Subcellular fractionation
The PARIS Kit (Life Technologies, Haidian, Beijing, China) assisted in separating the cytosolic and nuclear fractions of the two kinds of cells. After the extraction of total RNA from both fractions, RT-PCR was further carried out to examine DNAH17-AS1 expression ratios between the nuclear fraction and the cytoplasmic fraction. GAPDH and U6 were used as the controls.

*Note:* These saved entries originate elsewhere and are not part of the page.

PR #3910, opened 2022-04-23
Clean Activiti Code 

gicappa:
Uncle Bob said it clearly: 

> [The only way to go fast is to go well](https://twitter.com/unclebobmartin/status/1163789159309434880?lang=en). 

So let’s apply this principle to Activiti, let’s Clean Activiti Code!

The idea is to make a week of refactoring to improve the design of the code so that working on activiti can be more fun and effective. 

**Goals**:

- **Improve SRP**: we want to be obsessed with naming correctly the classes, splitting classes/methods too long, delete dead/useless code. Removing code gets a reward! 
- **Improve DIP**: we need to separate domain from implementation. Modules with the higher abstraction (business rules) must not depend on the ones with the concrete implementation (like database and message queuing).
- **Improve Testing**: follow the testing pyramid and be sure that the tests are covering the whole application but not more than that. We need to trust our tests and avoid too many integration tests to make them faster.

Just as an example [this is a class](https://github.com/Activiti/Activiti/blob/develop/activiti-core/activiti-engine/src/main/java/org/activiti/engine/impl/cfg/ProcessEngineConfigurationImpl.java) I would start from.


gicappa:
This was just an initial try I did before the hackathon. Closing in favor of the official PR https://github.com/Activiti/Activiti/pull/3912

PR #3296, opened 2020-05-20
fix: add support for simple process variable types in IntegrationContext

igdianov:
This PR fixes variable type names for IntegrationContext variables passed between Rb and Connectors to use simple names instead of full Java class name for data types in the raw json to match types in the ProcessVariables entity stored inside Query and Audit databases, i.e.

The current format contains full Java class name:
```
          "outBoundVariables": {
            "processDefinitionId": {
              "type": "java.lang.String",
              "value": "HeadersConnectorProcess:1:dc32c0bc-9a56-11ea-afc3-92581787ab92"
            },
            "processDefinitionVersion": {
              "type": "java.lang.Integer",
              "value": "1"
            },
            "processDefinitionKey": {
              "type": "java.lang.String",
              "value": "HeadersConnectorProcess"
            }
            "amount": {
              "type": "java.lang.BigDecimal",
              "value": "10.00"
            }
          }
```
The updated format, will contain simple type names:

```
          "outBoundVariables": {
            "processDefinitionId": {
              "type": "string",
              "value": "HeadersConnectorProcess:1:dc32c0bc-9a56-11ea-afc3-92581787ab92"
            },
            "processDefinitionVersion": {
              "type": "integer",
              "value": "1"
            },
            "processDefinitionKey": {
              "type": "string",
              "value": "HeadersConnectorProcess"
            }
            "amount": {
              "type": "bigdecimal",
              "value": "10.00"
            }
         }

```

PR #3925, opened 2022-05-10
#3296 add processDefinitionId to variable created event

jsokolowskii:
Adding process definition id to variable created event to later use it to retrieve variable definition id in order to store it on query service database.
Ref: https://github.com/Activiti/Activiti/issues/3926


jesty (approved):
LGTM

miguelruizdev (approved):

PR #3965, opened 2022-06-15
Activiti/Activiti#3964 Fix variable mapping when no defined process variable matches

### LINKED ISSUE #3964: The input mapping is not working when previous task is MAP_OUTPUTS
In a service task, for example, we can use implicit mappings like "Map all inputs/outputs", "Map inputs" or "Map outputs" but it is not working as expected because in Activiti when calculating the input mapping, it only maps variables that have been defined in the process extensions as you can see here:
https://github.com/Activiti/Activiti/blob/4cc9d1c6c2f461d49ee7a26b4ca34dac887b0cc8/activiti-core/activiti-api-impl/activiti-api-process-runtime-impl/src/main/java/org/activiti/runtime/api/impl/ExtensionsVariablesMappingProvider.java#L60

If we have a process where the first service task set its mapping to "Map all outputs" and we want to use one of those outputs in a subsequent service task this will prevent our inputs in the second task to work, because the outputs have not been created in the process instance scope as they are not mapped to an existing variable.

We need to create the variables in the scope of the process instance when using the implicit mapping provided or not the name of the output matches a process variable defined in the process extensions

pmartinezga:
closes https://github.com/Activiti/Activiti/issues/3964


miguelruizdev (approved):
LGTM!
Amazing job and troubleshooting

PR #204, opened 2017-07-12
Update to Webpack 3

razh:
I rebased #145 on top of master and combined the changes with https://github.com/jshjohnson/Choices/tree/feature/webpack-2.

This adds [`webpack.optimize.ModuleConcatenationPlugin`](https://medium.com/webpack/webpack-3-official-release-15fd2dd8f07b) which results in a smaller bundle size when combined with tree-shaking.

This does reintroduce the unnecessary ES6 bundles, so those could be removed if desired.

| File size | Before | After |
|---|---|---|
| `choices.js` | [186 KB](https://github.com/jshjohnson/Choices/blob/v2.8.7/assets/scripts/dist/choices.js) | [181 KB](https://github.com/razh/Choices/blob/feature/webpack-3-dist/assets/scripts/dist/choices.js)
| `choices.min.js` | [65.4 KB](https://github.com/jshjohnson/Choices/blob/v2.8.7/assets/scripts/dist/choices.min.js) | [58.7 KB](https://github.com/razh/Choices/blob/feature/webpack-3-dist/assets/scripts/dist/choices.min.js) |
| `choices.min.js` (gzip)* | [17.8 KB](https://raw.githubusercontent.com/jshjohnson/Choices/v2.8.7/assets/scripts/dist/choices.min.js) | [16.5 KB](https://raw.githubusercontent.com/razh/Choices/feature/webpack-3-dist/assets/scripts/dist/choices.min.js) |

* I'm using the Network tab in Chrome developer tools as a rough estimate of this.

I've skipped including the build files in this pull request, but I do have a branch with them: https://github.com/razh/Choices/tree/feature/webpack-3-dist

PR #282, opened 2017-11-07
Update to Webpack 3

razh:
Redo of #204 

This adds [`webpack.optimize.ModuleConcatenationPlugin`](https://medium.com/webpack/webpack-3-official-release-15fd2dd8f07b) which results in a smaller bundle size when combined with tree-shaking.

While compiling with `webpack.config.prod.js`, Babel's module transpilation is disabled so that Webpack can tree-shake.


jshjohnson:
Thanks 👍 💯

PR #283, opened 2017-11-07
Add searchEnabled condition for showing dropdown on typing

PetrBulanek:


jshjohnson:
Hmmm, is this actually necessary?

PetrBulanek:
I think so, because when the searchEnabled is set to false and user has focus on Choices element, it's not expected behavior to show the dropdown on any keypress, at least in my opinion. It should probably open on hitting enter, space or down arrow, but not on other random keys. What do you think?

jshjohnson:
Closing as I don't think is necessary 👍 thanks

PR #299, opened 2017-12-02
Resolved performance problems with large datasets.

travist:
I noticed that with large datasets, this library breaks down really bad. After some investigation, I realized that you are "re"-rendering the entire list for EVERY item that is added to the list. This creates a runaway exponential time to render for each new item that is added to the list.

The solution is simple. Add a debounce around the render() method and performance goes up about 10x for large datasets (> 1000 records).

[JSFiddle Before Fix](https://jsfiddle.net/travistidwell/2y03uw13/)  ~1600 records takes more than 30 seconds to render

[JSFiddle After Fix](https://jsfiddle.net/travistidwell/mejrLpu4/)  ~1600 records takes about 2 seconds

### DIFF
--- a/src/scripts/src/choices.js
+++ b/src/scripts/src/choices.js
@@ -70,6 +70,7 @@ class Choices {
     this.currentState = {};
     this.prevState = {};
     this.currentValue = '';
+    this.renderDebounce = null;
 
     // Retrieve triggering element (i.e. element with 'data-choice' trigger)
     const passedElement = isType('String', element) ? document.querySelector(element) : element;
@@ -423,11 +424,22 @@ class Choices {
   }
 
   /**
+   * Render DOM with values.
+   */
+  render() {
+    if (this.renderDebounce) {
+      clearTimeout(this.renderDebounce);
+    }
+
+    this.renderDebounce = setTimeout(() => this._render(), 100);
+  }
+
+  /**
    * Render DOM with values
    * @return
    * @private
    */
-  render() {
+  _render() {
     this.currentState = this.store.getState();
     const stateChanged = (
       this.currentState.choices !== this.prevState.choices ||


jshjohnson:
I feel like requestAnimationFrame would be more suitable here instead of setTimeout. I'm concerned there will still be the issues mentioned [here](https://github.com/jshjohnson/Choices/pull/236#issuecomment-335646250) with this change...

travist:
That concern is still a problem. I gave a response to that thread if you want to read through it. I will try to find some time to debug through the code, but this problem could be solved by passing an ```aync``` flag to the ```addChoice``` method, which will trigger a debounced render.  You could then add a new method called ```renderAsync``` and the code would be changed as follows.

```js
/**
   * Render DOM with values asynchronously with a debounce.
   */
  renderAsync() {
    if (this.renderDebounce) {
      clearTimeout(this.renderDebounce);
    }

    this.renderDebounce = setTimeout(() => this.render(), 100);
  }
```

travist:
On a separate note, I had to add this to our library to get through this problem.

https://github.com/formio/formio.js/blob/master/src/components/select/Select.js#L13

This is for the JSON form renderer @ http://formio.github.io/formio.js/.  So far with the change I made (which is to duck-punch the render method to make it debounced), we have not seen any negative effects.

evu:
This is a major improvement and could do with being merged asap, however I noticed the setValueByChoice no longer works: https://jsfiddle.net/od1fL1kg/

jshjohnson:
@evu The latter is why it's not being merged. I'm currently working on getting decent test coverage so I can validate what breaks with this change.

evu:
@jshjohnson Just realised it's because the develop branch changed `setValueByChoice` to `setChoiceByValue` compared to the live branch.

tostringtheory:
@evu , @travist -

Please check out #310, a PR I just created that works to resolve this issue not by debouncing, as that introduces other issues with choices due to current code.  Specifically for us the issue is with callbacks that occur not firing with debounce.  310 utilizes a store/state for tracking a loading state, and if it is loading, then short circuits out of the render method.  What's nice is that when it sets that its not loading anymore, that also triggers render due to the existing subscribe.  Also, it's not having to clear/create a timeout repeatedly.  We saw a performance increase of minutes to seconds for 3700 items being rendered in.

If you guys could take a look and see if it works for you, or if its introduced other issues?

travist:
@tostringtheory I agree with your approach and approve. I have not had time to pull it in and test it myself, but I did give it a glance code review and it looks good. I would be just as happy with your fix.

jshjohnson:
Closed in favour of https://github.com/jshjohnson/Choices/pull/310

PR #306, opened 2017-12-08
Remove inline styling

### LINKED ISSUE #279: Remove inline styling from js to accommodate standard CSP policies
This line of code violates standard CSP policies due to the inline style being set:
```js
this.passedElement.setAttribute('style', 'display:none;');
```

What developers can do instead is specify the `hiddenState` class with one that has a `display: none;` rule when creating a Choices input. As there is an operation that occurs a few lines before:
```js
// Hide passed input
this.passedElement.classList.add(
   this.config.classNames.input,
   this.config.classNames.hiddenState,
);
```

Is there a case that requires this styling to be set here that I'm failing to consider?

---
* [Link to code - choices.js:2729](https://github.com/jshjohnson/Choices/blob/master/assets/scripts/src/choices.js#L2729)
* [Content Security Policy - Unsafe inline styles](https://developer.mozilla.org/en-US/docs/Web/HTTP/Headers/Content-Security-Policy/style-src#Unsafe_inline_styles)

AndyRN:
## What does this do?
* Removes `setAttribute('style', 'display:none;');` lines from the JS to prevent CSP violations.
* Adds the `display: none;` rule to the default `is-hidden` class.

## Relevant issues
* Fixes #279


src/styles/css/choices.css
```diff
@@ -356,4 +356,9 @@
   opacity: .5;
 }
 
+.choices[data-type*="select-one"] .choices__input.is-hidden,
+.choices[data-type*="select-multiple"] .choices__input.is-hidden {
+  display: none;
```
jshjohnson: I think `.is-hidden` should be set here as a util: https://github.com/AndyRN/Choices/blob/ab9a471517015598e65ed4ebe7e5ac874dbd3cf9/src/styles/scss/base.scss#L123

AndyRN: Happy to include the `is-hidden` class within the base style sheet if you'd prefer?

Just to note, it still needs to be set here as well to reach the required level of specificity. As you can see here, it is being outranked by the more specific style set later on.

image

Which is why, in this case for the multi-select, the full `.choices[data-type*="select-multiple"] .choices__input.is-hidden` selector needs to be specified.

jshjohnson:
You have some conflicts :)

AndyRN:
I've rebased this pull request to avoid having multiple merges in the commit history when this branch goes in.

Let me know if there's any other issues!

jshjohnson:
Cool, thanks 🎉

PR #312, opened 2018-01-08
Improvements

YuryRybakSoftensity:
Added:
 * possibility to specify customer item comparer
 * 'stopSearch' event

Also performed some refactoring.


assets/scripts/src/choices.js
```diff
@@ -1508,7 +1508,7 @@ class Choices {
     // Run callback if it is a function
     if (this.input === document.activeElement) {
       // Check that we have a value to search and the input was an alphanumeric character
-      if (value && value.length >= this.config.searchFloor) {
+      if (value.length >= this.config.searchFloor) {
```
travist: If value is ```null``` this will cause a JS error. Why did you remove the value check?

YuryRybakSoftensity: You should take a look a little bit above: there is check for empty `value` already.

jshjohnson:
Thanks for this - unfortunately the `develop` branch is the branch being used for future releases (master is quite outdated). Would you be able to re-open this with develop as the base branch please?

YuryRybakSoftensity:
@jshjohnson Please take a look @ https://github.com/jshjohnson/Choices/pull/314

PR #326, opened 2018-01-22
IE 10/11 dropdown opening fix - it opened to the top instead to the bottom...

res0:
# The problem:
This bug shows just on the IE10/11 browser - when you go on the very end of the Choices demo page and click on the Cities select, then the dropdown opens to the bottom instead to the top even though it doesn't have enough space in the bottom and it makes you scroll down out of the viewport, which is unfortunate. I've tested it on IE10, IE11, Edge, Chrome, Firefox and it appears to be just IE10/11 bug.

# This is my solution:
**I've updated shouldFlip method to return true if dropdownPos parameter is not passed.** (was returning false before and from some reason, IE10 doesn't pass dropdownPos when the dropdown should flip up)
I've updated also the container test for shouldFlip function as it was expecting to return false if dropdownPos was not passed.
After this small update, the flip now works even on the IE10.


src/scripts/src/components/container.js
```diff
@@ -59,7 +59,7 @@ export default class Container {
    */
   shouldFlip(dropdownPos, windowHeight = getWindowHeight()) {
     if (dropdownPos === undefined) {
-      return false;
+      return true;
```
jshjohnson: Does this actually solve the problem? It seems this change would cause the dropdown to always flip irrespective of if needs to? 🤔

res0: Yes, it solved the problem and doesn't cause the dropdown to always flip (as far as I tested), I'll attach the demonstration video here:
[choices-ie10.zip](https://github.com/jshjohnson/Choices/files/1689150/choices-ie10.zip)

jshjohnson:
Closing due to inactivity and amount of conflicts

PR #329, opened 2018-01-25
Bind event listeners to component container instead document

basgren:
When Choices is integrated inside other js-components that consume events, they don't bubble to `document` and Choices stops working. Binding event listeners to Choices container instead `document` solves the issues.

Luciferase reporter assays
Experimenters synthesized the full fragments or mutant of DNAH17-AS1 that contained putative miR-877-5p-binding sites in the DNAH17-AS1, followed by cloning them into downstream of the firefly luciferase gene in the pGL3 plasmids (Promega Corporation, Hangzhou, Zhejiang, China), with the name of pGL3-DNAH17-AS1-wild type (Wt) and pGL3-DNAH17-AS1-mutant (Mut). Also, PCR helped to amplify the 3’UTR of CCNA2 that contained predicted miR-877-5p -binding sites or mutant sites, which were then inserted into pGL3 plasmids, with the name of pGL3-miR-877-5p -3’UTR-Wt1, pGL3-miR-877-5p-3’UTR-Mut, pGL3- miR-877-5p-3’UTR-Wt2 and pGL3- miR-877-5p-3’UTR-Mut2. Cells grew in the 96-well plate, followed by being were co-transfected using Lipofectamie 2000 (Invitrogen, Suzhou, Jiangsu, China). Cells were harvested 48 h after being transfected and the Dual-Luciferase reporter assay system (Promega, Guangzhou, Guangdong, China) was employed for measuring the luciferase activity following manufacturer’s protocol.
Statistical analysis
SPSS software, version 19.0 (SPSS, Chicago, IL, USA) assisted in performing the statistical analysis. Chi-square test or student’s t-test helped to analyze the difference between the two groups. The multi-group comparison was performed using one-way analysis of variance. The paired comparison was performed by SNK approach. Receiver-operating characteristic (ROC) curves assisted in evaluating the performance of CCNA2 and DNAH17-AS1 to discriminate NSCLC specimens from normal lung tissues. The survival rate was calculated with the Kaplan-Meier method and the calculated survival rates were compared with the log-rank test. The significance of survival variables was analyzed using the Cox multivariate proportional hazards model. The value of p < 0.05 was considered with statistical significance.